## Exercise instructions
Produce again, without any change, the lines running from the one with "for GitHub Actions" through the final line of the data below, and only those.
Content starts
PR #853, opened 2022-09-25
Don't try to parse devel.json if it's empty

guihkx:
In rare scenarios with low disk space left, running `paru -Syu --devel` could cause an abrupt interruption, due to 'No space left on device (os error 28)':

image

In that scenario, the original `devel.json` could be replaced by an empty file, which would cause `paru` to fail on future `--devel` updates, due to not being able to parse an empty file as json:

image

This fixes the issue by simply ignoring `devel.json` when it's empty.


guihkx:
Actually, this isn't the proper fix and I think I found the fix for the underlying issue.

PR #854, opened 2022-09-25
Write to a temporary file before updating `devel.json`

guihkx:
Running `paru -Syu --devel` with no disk space left was causing `devel.json` to be replaced by an empty file.

Now, we try to write to a temporary file first (`devel.json.tmp`), and if that fails, the original `devel.json` is kept.


Morganamilo:
Code looks good.

The error string needs to be in tr! to be translatable though. And should be worded like "failed to rename" failed to write"

Also I'm wondering if it would be better to just ignore the file if it's empty.

guihkx:
>The error string needs to be in tr! to be translatable though

I didn't wrap them in `tr!()` because other strings in the same function aren't translatable. Should I make them translatable too?

>Also I'm wondering if it would be better to just ignore the file if it's empty.

That was actually my first approach in #853, but I realized that if we ignore an empty `devel.json` forever, users will never be able to update VCS packages unless they manually remove the empty `devel.json`...

Morganamilo:
> I didn't wrap them in tr!() because other strings in the same function aren't translatable. Should I make them translatable too?

Yeah if any are missing they need to be translated too.

> That was actually my first approach in https://github.com/Morganamilo/paru/pull/853, but I realized that if we ignore an empty devel.json forever, users will never be able to update VCS packages unless they manually remove the empty devel.json...

How so?

guihkx:
Um... Yeah, actually what I said makes no sense. 😅 

However, I'm still highly in favor of preventing the 'breakage' of `devel.json`.

Nevertheless, let me know what you think it's best and, if necessary, I'll reopen my previous PR in favor of this one.

Thanks!

Morganamilo:
Thinking about it, temp file is the better way.

guihkx:
Done! Let me know if the error messages are good enough.

I tried to update the potfiles in the previous rebase I did, but for some reason `de.pot` looked off to me (wrong translation or whatever), and I didn't want to break anything, so I dropped the commit.

src/devel.rs
```diff
@@ -199,16 +199,35 @@ pub async fn gendb(config: &mut Config) -> Result<()> {
...
+        file.with_context(|| tr!("failed to create temporary file: {}", temp.display()))?;
     let json = serde_json::to_string_pretty(&devel_info).unwrap();
-    file.write_all(json.as_bytes())?;
+
+    file.write_all(json.as_bytes())
+        .with_context(|| tr!("failed to write to temporary file: {}", temp.display()))?;
+
+    std::fs::rename(&temp, &config.devel_path).with_context(|| {
+        tr!(
+            "failed to rename '{}' to '{}",
```
Morganamilo, line 226: The args need to be named. e.g.

```rust
        tr!(
                "Generating .SRCINFO for {repo}/{dir}...",
                repo = repo.name,
                dir = path.file_name().unwrap().to_string_lossy()
        );

```

guihkx:
I'm not sure if I'm doing something wrong, but after I ran this:

```
./scripts/mkpot && ./scripts/updpo
```

The script generated some incorrectly translated strings (according to Google Translate, anyway) in `de.po`:

```
#: src/devel.rs:204
#, fuzzy
msgid "failed to create cache directory: {dir}"
msgstr "Cache-Verzeichnis konnte nicht gefunden werden"

#: src/devel.rs:219
#, fuzzy
msgid "failed to create temporary file: {temp}"
msgstr "Dateimanager konnte nicht ausgeführt werden: {}"

#: src/devel.rs:227
#, fuzzy
msgid "failed to write to temporary file: {temp}"
msgstr "Verzeichnis konnte nicht gelesen werden: {}"
```

Morganamilo:
Just don't worry about the translations.

Morganamilo:
Also it was right before with the single arg tr!(). The named args are needed when there's multiple. When there's only one don't name it.

src/devel.rs
```diff
@@ -199,16 +199,35 @@ pub async fn gendb(config: &mut Config) -> Result<()> {
...
-    let mut file = file.with_context(|| format!("open: {}", config.devel_path.display()))?;
+        .open(&temp);
+    let mut file =
+        file.with_context(|| tr!("failed to create temporary file: {}", temp.display()))?;
     let json = serde_json::to_string_pretty(&devel_info).unwrap();
-    file.write_all(json.as_bytes())?;
+
+    file.write_all(json.as_bytes())
+        .with_context(|| tr!("failed to write to temporary file: {}", temp.display()))?;
+
```
Morganamilo, line 223: I should have spotted it the first time but you probably need to close the file before rename so make sure it's flushed and the bytes really were wriitten.

guihkx: Good catch!

Issue #859, opened 2022-10-03
Building in clean chroot fails using devtools 20221002-1


YHNdnzj:
### Affected Version

`paru v1.11.1 +git - libalpm v13.0.1`

### Description

After updating to the latest devtools (`20221002-1`, currently in testing), building in chroot fails during `pkgver()` for `i3status-rust-git`. It seems that the source dir doesn't exist. Downgrading `devtools` to `20220621-1` fixes the issue for me. I'm not sure if paru is to blame, though.

### Output

[paru.conf](https://github.com/YHNdnzj/dotfiles/blob/master/paru/.config/paru/paru.conf)

```sh
# i3status-rust-git-0.30.0.r2917.g51fd9e5d-1-x86_64-pkgver.log
/startdir/PKGBUILD: line 28: cd: i3status-rust: No such file or directory
```

hexchain:
The issue can be reproduced with a simple stub PKGBUILD:

```sh
pkgname=testpkg
pkgver=1.0
pkgrel=1
pkgdesc="Test package"

prepare() {
    cd "$srcdir"
    touch a
    ls -lR
}

build() {
    cd "$srcdir"
    ls -l a
}

package() {
    cd "$srcdir"
    ls -l a
}
```

Running `paru -U` on the PKGBUILD will fail at `build` step due to the missing file `a`.

YHNdnzj:
After some bisecting, https://github.com/archlinux/devtools/commit/1e23bbc164dedf58a62177fb5da861b6895ce63c seems to be the first bad commit.

Morganamilo:
I don't see how that commit could break it :/

alex19EP:
I see that paru execs makepkg like this:
`makechrootpkg -cr /var/lib/aurbuild/x86_64 -D /var/lib/aur -d /var/cache/pacman/pkg/ -d /var/lib/aur/ -- -feA --noconfirm --holdver`

for me problematic option is -e with out -e in -feA all works fine.

YHNdnzj:
Possible fix at [devtools#117](https://gitlab.archlinux.org/archlinux/devtools/-/merge_requests/117)

SamLukeYes:
[devtools#117](https://gitlab.archlinux.org/archlinux/devtools/-/merge_requests/117) was merged and they've tagged a [new release](https://gitlab.archlinux.org/archlinux/devtools/-/releases/20221012).

YHNdnzj:
[...]

PR #867, opened 2022-10-11
install.rs: add minimal workaround for devtools 20221002-1 makechrootpkg bug

justinkb:
this is the backport in case you want to do a quick #859 bugfix release for 1.11.1


Morganamilo:
I know I'm slow on these. Upstream were kind enough to release a fix a day or two later so this is not needed. Thanks though.

PR #350, opened 2021-05-01
Dependabot

jimman2003:
Add Dependabot

PR #885, opened 2022-11-08
Added dependabot

pentamassiv:
Dependabot will check the dependencies and the used Github Actions for updates and will help to keep them up-to-date

### DIFF
--- a/.github/dependabot.yaml
+++ b/.github/dependabot.yaml
@@ -1,0 +1,15 @@
+version: 2
+updates:
+
+  # Maintain dependencies for GitHub Actions
+  - package-ecosystem: "github-actions"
Content ends
## Output of the exercise
+  # Maintain dependencies for GitHub Actions
+  - package-ecosystem: "github-actions"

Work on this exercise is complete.